• Welcome to the new Internet Infidels Discussion Board, formerly Talk Freethought.

biblicalarchaeology.org

Hershel Shanks, editor of BAR is on record as agreeing much of the OT is myth and legend, not history. BAR has been for years a rather major player from time to time in the field. Shanks was instrumental in getting the Dead Sea scrolls made public after decades of inaction by the scholars who sat on it, blocking the public's view, and other scholars, more important.

I subscribed for years but eventually drifted away as it rarely had much to do with anything of real importance to me.
 
There have been people wandering around the Middle East for a couple hundred thousand years, so if you dig on any hilltop, you're likely to find something. The problem is, one pot shard looks as much like any other and a mud brick from 3000 BCE looks pretty much like one from last year. There are many more dig sites than there are place names in the Bible, so when wishful thinking sets in, there is so much from which to choose.

Inerrantists know better than to stake a claim on Biblical Archaeology. They've been burned so many times.
 
Hershel Shanks, editor of BAR is on record as agreeing much of the OT is myth and legend, not history. BAR has been for years a rather major player from time to time in the field. Shanks was instrumental in getting the Dead Sea scrolls made public after decades of inaction by the scholars who sat on it, blocking the public's view, and other scholars, more important.

I subscribed for years but eventually drifted away as it rarely had much to do with anything of real importance to me.

And yet, Shanks and his staff were instrumental in promoting the bogus 'James, brother of Jesus, Ossuary' as genuine and thereby encouraged the illicit trade in dubious archeological artifacts without provenance. Shanks should have been pilloried and exiled from the archeological community.

I advise against giving the noted site uncritical credence of any kind.
 
There have been people wandering around the Middle East for a couple hundred thousand years, so if you dig on any hilltop, you're likely to find something. The problem is, one pot shard looks as much like any other and a mud brick from 3000 BCE looks pretty much like one from last year. There are many more dig sites than there are place names in the Bible, so when wishful thinking sets in, there is so much from which to choose.

Inerrantists know better than to stake a claim on Biblical Archaeology. They've been burned so many times.

You would be wrong.

I still deal with posts from people who cite this or that paper from Biblical Archaeology as evidence that "the Bible has been proved by archeology."
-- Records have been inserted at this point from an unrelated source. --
PR #10533, opened 2021-10-14
Do not write to console when updating segments if quiet flag is specified

### LINKED ISSUE #10531: Cronjobs produce excessive output even when set quiet
### Mautic Version

3.3.x series

### PHP version

7.3.29-1~deb10u1

Not relevant

### What happened?

Folowing the documentation, I've set a few usual cronjobs for the automatic actions Mautic has to do in the background. One of those has this form
```
*/5 * * * *    php /var/www/mautic_dir/bin/console -q mautic:segments:update
```
I've added the flag `-q`, following the console's help text, so that the script doesn't write anything to the console, unless an error happens. In this way, if an error happens cron will automatically send me an email, but if no error happens no email is sent (which is good, because I don't want to receive an email every five minutes).

Unfortunately, even with `-q` the command `mautic:segments:update` still produces some output; more precisely, it outputs a progress bar, which is surely helpful for an interactive session, but causes unnecessary emails being sent to me.

Could the progress bar be disabled with Mautic console in executed with `-q`?

On any Mautic instance, set up the `mautic:segments:update` as described in cron. Then do some action that causes some contact to be added or removed from a segment at the next cron execution. If cron is set up to send you an email when this happens (it is the default behaviour), you will receive an email like this:
```
 0/1 [>---------------------------]   0%
 1/1 [============================] 100%
```

This email is completely useless, because no errors happened and a quiet execution was requested. The progress bar shouldn't be outputted when `-q` is specified.

### Relevant log output

```shell
Not relevant.
```

### Code of Conduct

giomasce:
This is useful when the command is run from cron, because cron won't send
an email when nothing is written on the console, avoiding bothering the
administrator if no error was emitted.

Fixes: #10531.

| Issue(s) addressed                     | Fixes #10531 

#### Description:

See description of bug #10531.

<a href="https://gitpod.io/#https://github.com/mautic/mautic/pull/10533"></a>

### DIFF
--- a/app/bundles/LeadBundle/Command/UpdateLeadListsCommand.php
+++ b/app/bundles/LeadBundle/Command/UpdateLeadListsCommand.php
@@ -15,10 +15,16 @@ use Mautic\CoreBundle\Command\ModeratedCommand;
 use Mautic\LeadBundle\Segment\Query\QueryException;
 use Symfony\Component\Console\Input\InputInterface;
 use Symfony\Component\Console\Input\InputOption;
+use Symfony\Component\Console\Output\NullOutput;
 use Symfony\Component\Console\Output\OutputInterface;
 
 class UpdateLeadListsCommand extends ModeratedCommand
 {
+    /**
+     * @var bool
+     */
+    private $quiet;
+
     protected function configure()
     {
         $this
@@ -69,8 +75,10 @@ class UpdateLeadListsCommand extends ModeratedCommand
         $batch                 = $input->getOption('batch-limit');
         $max                   = $input->getOption('max-contacts');
         $enableTimeMeasurement = (bool) $input->getOption('timing');
+        $this->quiet           = $input->getOption('quiet');
+        $this->output          = ($this->quiet) ? new NullOutput() : $output;
 
-        if (!$this->checkRunStatus($input, $output, $id)) {
+        if (!$this->checkRunStatus($input, $this->output, $id)) {
             return 0;
         }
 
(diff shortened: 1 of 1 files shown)


kuzmany (dismissed):
Good catch.
Works nice!
Codes looks clean 👍

app/bundles/LeadBundle/Command/UpdateLeadListsCommand.php
```diff
@@ -15,10 +15,16 @@
...
+use Symfony\Component\Console\Output\NullOutput;
 use Symfony\Component\Console\Output\OutputInterface;
 
 class UpdateLeadListsCommand extends ModeratedCommand
 {
+    /**
+     * @var bool
+     */
+    private $quiet;
+
```
sreenia806: no need of any member, it is just once internally

app/bundles/LeadBundle/Command/UpdateLeadListsCommand.php
```diff
@@ -69,8 +75,10 @@ protected function execute(InputInterface $input, OutputInterface $output)
         $batch                 = $input->getOption('batch-limit');
         $max                   = $input->getOption('max-contacts');
         $enableTimeMeasurement = (bool) $input->getOption('timing');
+        $this->quiet           = $input->getOption('quiet');
+        $this->output          = ($this->quiet) ? new NullOutput() : $output;
```
sreenia806: no need of using these as member variables, just use $quiet & $output.
rollback all $this->output to $output

sreenia806 (dismissed):

npracht:
@giomasce could you please address @sreenia806 feedbacks ?
Thanks !

app/bundles/LeadBundle/Command/UpdateLeadListsCommand.php
mabumusa1: @sreenia806 I made the changes

giomasce:
Thanks for that, if I am not mistaken at this point all the review points have been addressed.

dennisameling (approved):
Approving and merging since the feedback has been applied now 👍🏼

Christians and Muslims think that if even one fact from their holy book[ent]mdash[/ent]even the name of a place[ent]mdash[/ent]is corroborated by an external source, that means that the entire holy book is proved true.
 
Meh. Pot/kettle.
If the bible got just one minor (archeological) detail wrong, bible skeptics would use that as justification to trash the entire book. You can't have it both ways.
 
Meh. Pot/kettle.
If the bible got just one minor (archeological) detail wrong, bible skeptics would use that as justification to trash the entire book. You can't have it both ways.

Luckily, there are a shipload of minor details 'wrong', which makes it ever so easy to trash an 'inerrantist' source that is filled with contradictions and egregious inaccuracies.

The best known source is probably the Skeptic's Annotated Bible, but, for this purpose, we can start with https://infidels.org/library/modern/donald_morgan/contradictions.html...
 
Much of the supposed history in the OT is nothing of the sort. It is all faux history. Decades worth of people have tried to square this hard earned knowledge with the supposed inspiration of the Bible. There have been quite number of books written to date explaining the fact that the faux history of the Bible is just that, and telling us what we know about the rise of Israel in the Middle East. The Egyptian captivity, the Exodus, the invasion of Canaan by Moses and Joshua are not history. None of it happened. Israel's history was not recorded by anyone.
 
Meh. Pot/kettle.
If the bible got just one minor (archeological) detail wrong, bible skeptics would use that as justification to trash the entire book. You can't have it both ways.

Luckily, there are a shipload of minor details 'wrong', which makes it ever so easy to trash an 'inerrantist' source that is filled with contradictions and egregious inaccuracies.

The best known source is probably the Skeptic's Annotated Bible, but, for this purpose, we can start with https://infidels.org/library/modern/donald_morgan/contradictions.html...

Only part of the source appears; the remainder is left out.